▸ Exercise requirements: Reproduce the following entries verbatim, each one complete.
BEGIN
PR #1790, opened 2023-03-16
Fix default for crash manager crash reports root path

arkq:
### Change Description ###

It seems that `/opt/user/share/crash/` contains a typo. The default path seems to be `/opt/usr/share/crash/`. This PR fixes that typo.


safir-srbd (approved):
@arkq Thank you for pointing out the typo. Your change is valid here. I am approving this PR for merging.

PR #1943, opened 2024-03-08
[9.0][content][Deprecation] Deprecate members not used frequently

pkosko:
Native members were deprecated, thus deprecate also on web side.

[ACR] https://jira.sec.samsung.net/browse/TWDAPI-294


safir-srbd (approved):
@pkosko LGTM. I am approving and merging this PR.

PR #1945, opened 2024-03-20
[Acr-1838] Deprecate all bookmark and playlist funtions

MinjeAhn:
### API Changes ###
 - ACR: [ACR-1838](https://jira.sec.samsung.net/browse/ACR-1838)


safir-srbd (approved):
@MinjeAhn LGTM

PR #718, opened 2026-06-23
feat: Track steps progression for Wizard.

sortafreel:
## Problem
- We don't know at what exact step the user leaves the Wizard, hard to catch issues (if any)

## Changes
- Now we do


edwinyjlim (approved):
stamping

gewenyu99 (approved):

PR #728, opened 2026-06-25
ci: add /wizard-snapshots comment trigger

gewenyu99:
Adds a `/wizard-ci-snapshots <app> [wizard_ref]` PR-comment trigger. 

Companion to PostHog/wizard-workbench#2012 — the snapshot feature and the `SNAPSHOTS` switch that receives this. Both must merge for the comment path to work end to end.

It fires the **same** `wizard-ci-trigger` repository_dispatch as the `/wizard-ci` eval handler, just with `snapshots: true` in the payload — so wizard-workbench's single `SNAPSHOTS` branch in `wizard-ci.yml` runs the real-TUI review instead of the evaluator (no separate workflow, no untrusted checkout).


edwinyjlim (approved):
🖼️

gewenyu99:
Renamed `/wizard-snapshots` → `/wizard-ci-snapshots` (`cc3ecbd4`) to match `/wizard-ci` and the `pnpm wizard-ci-snapshots` scripts. Added an exclusion to the eval handler's gate so `/wizard-ci-snapshots` (which `startsWith('/wizard-ci')`) doesn't also fire the evaluator — the two handlers stay mutually exclusive. Workbench side: PostHog/wizard-workbench#2012.

PR #731, opened 2026-06-25
feat(commands): add flat `mcp-analytics` command

lucasheriques:
## What

Registers `wizard mcp-analytics` — a flat, skill-backed command that instruments a user's **own** MCP server with the [`@posthog/mcp`](https://posthog.com/docs/mcp-analytics) SDK (it runs the context-mill `mcp-analytics` skill).

Not to be confused with `wizard mcp add`, which installs the PostHog MCP *server* into a coding agent. This is the opposite direction — instrumenting the user's server so it reports `$mcp_*` analytics about itself.

## How

- `src/lib/programs/mcp-analytics/index.ts` — `ProgramConfig` via `createSkillProgram`, with `[ABORT]` cases for non-JS / non-MCP projects
- `src/commands/mcp-analytics.ts` — `nativeCommandFactory(mcpAnalyticsConfig)`
- wired into `program-registry.ts` (`PROGRAM_REGISTRY` + `Program`) and `bin.ts`
- two `programs-cli` tests (flat shape + dispatches with the `mcp-analytics` skillId)

Flat command, following the `migrate` / `revenue-analytics` precedent — one action today, so no pre-emptive family.

## Validation

- `pnpm typecheck` — clean for the new files (one pre-existing unrelated `CrateStack.tsx` error remains)
- `programs-cli.test.ts` — 22/22 pass
- prettier/eslint clean

## Dependency

Needs the companion **context-mill** PR (PostHog/context-mill#202) released first, so the `mcp-analytics` skill resolves from the published manifest.

---

### DIFF
--- a/bin.ts
+++ b/bin.ts
@@ -32,6 +32,7 @@ if (process.env.NODE_ENV === 'test') {
 import { Wizard } from './src/wizard';
 import { basicIntegrationCommand } from './src/commands/basic-integration';
 import { mcpCommand } from './src/commands/mcp';
+import { mcpAnalyticsCommand } from './src/commands/mcp-analytics';
 import { auditCommand } from './src/commands/audit';
 import { doctorCommand } from './src/commands/doctor';
 import { migrateCommand } from './src/commands/migrate';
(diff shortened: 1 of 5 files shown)


edwinyjlim (approved):
clean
END
▸ Answer section:
PR #1790, opened 2023-03-16
Fix default for crash manager crash reports root path

arkq:
### Change Description ###

It seems that `/opt/user/share/crash/` contains a typo. The default path seems to be `/opt/usr/share/crash/`. This PR fixes that typo.


safir-srbd (approved):
@arkq Thank you for pointing out the typo. Your change is valid here. I am approving this PR for merging.

PR #1943, opened 2024-03-08
[9.0][content][Deprecation] Deprecate members not used frequently

pkosko:
Native members were deprecated, thus deprecate also on web side.

[ACR] https://jira.sec.samsung.net/browse/TWDAPI-294


safir-srbd (approved):
@pkosko LGTM. I am approving and merging this PR.

PR #1945, opened 2024-03-20
[Acr-1838] Deprecate all bookmark and playlist funtions

MinjeAhn:
### API Changes ###
 - ACR: [ACR-1838](https://jira.sec.samsung.net/browse/ACR-1838)


safir-srbd (approved):
@MinjeAhn LGTM

PR #718, opened 2026-06-23
feat: Track steps progression for Wizard.

sortafreel:
## Problem
- We don't know at what exact step the user leaves the Wizard, hard to catch issues (if any)

## Changes
- Now we do


edwinyjlim (approved):
stamping

gewenyu99 (approved):

PR #728, opened 2026-06-25
ci: add /wizard-snapshots comment trigger

gewenyu99:
Adds a `/wizard-ci-snapshots <app> [wizard_ref]` PR-comment trigger. 

Companion to PostHog/wizard-workbench#2012 — the snapshot feature and the `SNAPSHOTS` switch that receives this. Both must merge for the comment path to work end to end.

It fires the **same** `wizard-ci-trigger` repository_dispatch as the `/wizard-ci` eval handler, just with `snapshots: true` in the payload — so wizard-workbench's single `SNAPSHOTS` branch in `wizard-ci.yml` runs the real-TUI review instead of the evaluator (no separate workflow, no untrusted checkout).


edwinyjlim (approved):
🖼️

gewenyu99:
Renamed `/wizard-snapshots` → `/wizard-ci-snapshots` (`cc3ecbd4`) to match `/wizard-ci` and the `pnpm wizard-ci-snapshots` scripts. Added an exclusion to the eval handler's gate so `/wizard-ci-snapshots` (which `startsWith('/wizard-ci')`) doesn't also fire the evaluator — the two handlers stay mutually exclusive. Workbench side: PostHog/wizard-workbench#2012.

PR #731, opened 2026-06-25
feat(commands): add flat `mcp-analytics` command

lucasheriques:
## What

Registers `wizard mcp-analytics` — a flat, skill-backed command that instruments a user's **own** MCP server with the [`@posthog/mcp`](https://posthog.com/docs/mcp-analytics) SDK (it runs the context-mill `mcp-analytics` skill).

Not to be confused with `wizard mcp add`, which installs the PostHog MCP *server* into a coding agent. This is the opposite direction — instrumenting the user's server so it reports `$mcp_*` analytics about itself.

## How

- `src/lib/programs/mcp-analytics/index.ts` — `ProgramConfig` via `createSkillProgram`, with `[ABORT]` cases for non-JS / non-MCP projects
- `src/commands/mcp-analytics.ts` — `nativeCommandFactory(mcpAnalyticsConfig)`
- wired into `program-registry.ts` (`PROGRAM_REGISTRY` + `Program`) and `bin.ts`
- two `programs-cli` tests (flat shape + dispatches with the `mcp-analytics` skillId)

Flat command, following the `migrate` / `revenue-analytics` precedent — one action today, so no pre-emptive family.

## Validation

- `pnpm typecheck` — clean for the new files (one pre-existing unrelated `CrateStack.tsx` error remains)
- `programs-cli.test.ts` — 22/22 pass
- prettier/eslint clean

## Dependency

Needs the companion **context-mill** PR (PostHog/context-mill#202) released first, so the `mcp-analytics` skill resolves from the published manifest.

---

### DIFF
--- a/bin.ts
+++ b/bin.ts
@@ -32,6 +32,7 @@ if (process.env.NODE_ENV === 'test') {
 import { Wizard } from './src/wizard';
 import { basicIntegrationCommand } from './src/commands/basic-integration';
 import { mcpCommand } from './src/commands/mcp';
+import { mcpAnalyticsCommand } from './src/commands/mcp-analytics';
 import { auditCommand } from './src/commands/audit';
 import { doctorCommand } from './src/commands/doctor';
 import { migrateCommand } from './src/commands/migrate';
(diff shortened: 1 of 5 files shown)


edwinyjlim (approved):
clean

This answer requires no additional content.